2. Levantar las células T CD8+ activadas

  1. Visualice las células utilizando un microscopio óptico de sobremesa estándar, utilizando el objetivo 4x o 10x.
    NOTA: Las células T activadas aparecerán más grandes y redondas o alargadas en comparación con las células T inactivadas y deben tener grupos densos de células en todo el pocillo.
  2. Para levantar las células activadas, rompa las células con una pipeta de 1 mL, asegurándose de mezclar bien en los bordes de la placa. Transfiera las células a un nuevo tubo cónico de 15 mL.
    NOTA: Las células activadas son más pegajosas y requieren un pipeteo más vigoroso.
  3. Lave los pocillos con 1 mL de medio R9 para eliminar las células restantes. Repita una vez más si es necesario. Centrifugar las celdas a 270 x g (20 °C) durante 5 min. Deseche el sobrenadante.
  4. Realice una separación de linfocitos vivos/muertos para eliminar las células muertas como en los pasos 1.17-1.18.
  5. Mantenga las células T mediante la eliminación de células vivas/muertas cada 3-4 días en medio R9 con IL-2 en una placa de 6 pocillos no TC.
    NOTA: Las células T proliferan mejor en pocillos de pequeña dimensión durante la activación temprana, posiblemente debido a los contactos entre células T o a factores solubles derivados de células T que ayudan a su activación. La rápida proliferación de células T hace que el medio de cultivo amarillee dentro de las 24-48 horas posteriores al cultivo. En este punto, levante las células y transfiéralas a un pocillo más grande (placa de 6 pocillos sin recubrimiento, no TC) con suficiente medio de cultivo fresco para alimentar las células (generalmente 5 mL por pocillo). Reemplace el medio agotado por fresco siempre que lo indique el cambio de color del medio amarillo, o cada 3-4 días.

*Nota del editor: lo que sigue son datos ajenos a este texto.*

PR #3804, opened 2026-04-16
chore: cleanup prompts

rebelchris:
Cleanup prompts


idoshamun (approved):
We just need to make sure old clients won't break all of a sudden (except when using smart prompts)

PR #3806, opened 2026-04-17
fix(auth): set up new user defaults in betterAuth hook

capJavert:
src/betterAuth.ts
  - resolveSignUpUserId + ensureNonDeletedUserId helpers — deleted-user collision handled once at the end of the before hook
  - user.create.after now sets: feed (id = user.id), notificationFlags (marketing muted when acceptedMarketing=false), UserAction CheckedCoresRole, DigestPost
  flags/referral/timezone/coresRole UPDATE
  - Inline calls to addClaimableItemsToUser + claimAnonOpportunities (each in its own try/catch)

  src/entity/user/utils.ts
  - addClaimableItemsToUser signature narrowed to Pick<AddUserData, 'id' | 'email'>

### DIFF
--- a/__tests__/routes/betterAuth.ts
+++ b/__tests__/routes/betterAuth.ts
@@ -175,13 +175,23 @@ describe('betterAuth routes', () => {
         overrides: {
           body?: Record<string, unknown>;
           cookie?: string;
+          ip?: string;
         } = {},
-      ) => ({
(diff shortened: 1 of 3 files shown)


rebelchris (approved):

capJavert:
@claude review

PR #3847, opened 2026-05-03
feat: add live room lobby api

idoshamun:
## Summary
- add scheduled live-room lobby fields, markdown descriptions, and post embed support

3. Preparación del plato de vidrio

  1. Prepare las cámaras o placas de migración de células de vidrio mediante un recubrimiento con 300 μL/cm2 de proteína A (0,1 mg/ml) durante la noche a 4 °C, lave dos veces con 1x DPBS dispensando en el plato y decantando antes de pasar al siguiente paso.
  2. Cubra la cámara o placa de migración con 300 μL/cm2 de quimera recombinante de ratón ICAM-1 o VCAM-1 Fc (0,1-2,75 mg/mL) junto con una quimiocina recombinante de ratón (0,1-10 μg/mL) durante 2-3 h a temperatura ambiente. Otros ligandos de integrina, como la fibronectina, el colágeno IV de ratón y la E-cadherina de ratón, se recubren directamente la cámara a 2,5-10 μg/ml durante la noche a 4 °C.
    1. Lave las cámaras dos veces con 1x DPBS dispensando en el plato y decantando inmediatamente después antes de agregar las celdas.
      NOTA: Las células T pueden migrar de manera diferente en diferentes concentraciones de ligandos de integrinas y quimiocinas dependiendo del estado de activación, diferenciación, sensibilización y cebado. Se sugiere encarecidamente analizar la migración celular en múltiples concentraciones diferentes.
  3. Coloque las células adherentes en placas recubiertas de vidrio 24 horas antes del inicio de la obtención de imágenes si se cultivan células T con otras células, como las células cancerosas, para medir la destrucción de células T de las células cancerosas en tiempo real.

4. Preparación de las células

  1. Opcional: Teñir los linfocitos T y los linfocitos adherentes con el colorante rastreador celular de elección a 1 μg/mL por 1 x 107 celdas en 1x DPBS durante 15 min a 37 °C, o según el protocolo del fabricante.
  2. Cuente las células con un hemocitómetro o equivalente.
  3. Placa 1 x 105 linfocitos T CD8+ (o la cantidad deseada) en el medio L-15 de Leibovitz suplementado con 1-5 g/L de glucosa en una cámara a 37 °C.
    NOTA: El medio L-15 está formulado para su uso sin un sistema de bicarbonato de sodio CO2. Se tampona utilizando aminoácidos básicos libres, tampones de fosfato y galactosa para mantener los niveles de pH.
  4. Opcional: Realice el bloqueo de integrinas.
    1. Preincubar linfocitos T con un anticuerpo bloqueante contra una integrina (1-10 μg/mL, anti-ratón CD11a (M17/4), anti-ratón CD18 (M18/2), anti-ratón VLA-4 (9C10) durante 10 minutos y permitir que se arrastre en presencia del mismo anticuerpo.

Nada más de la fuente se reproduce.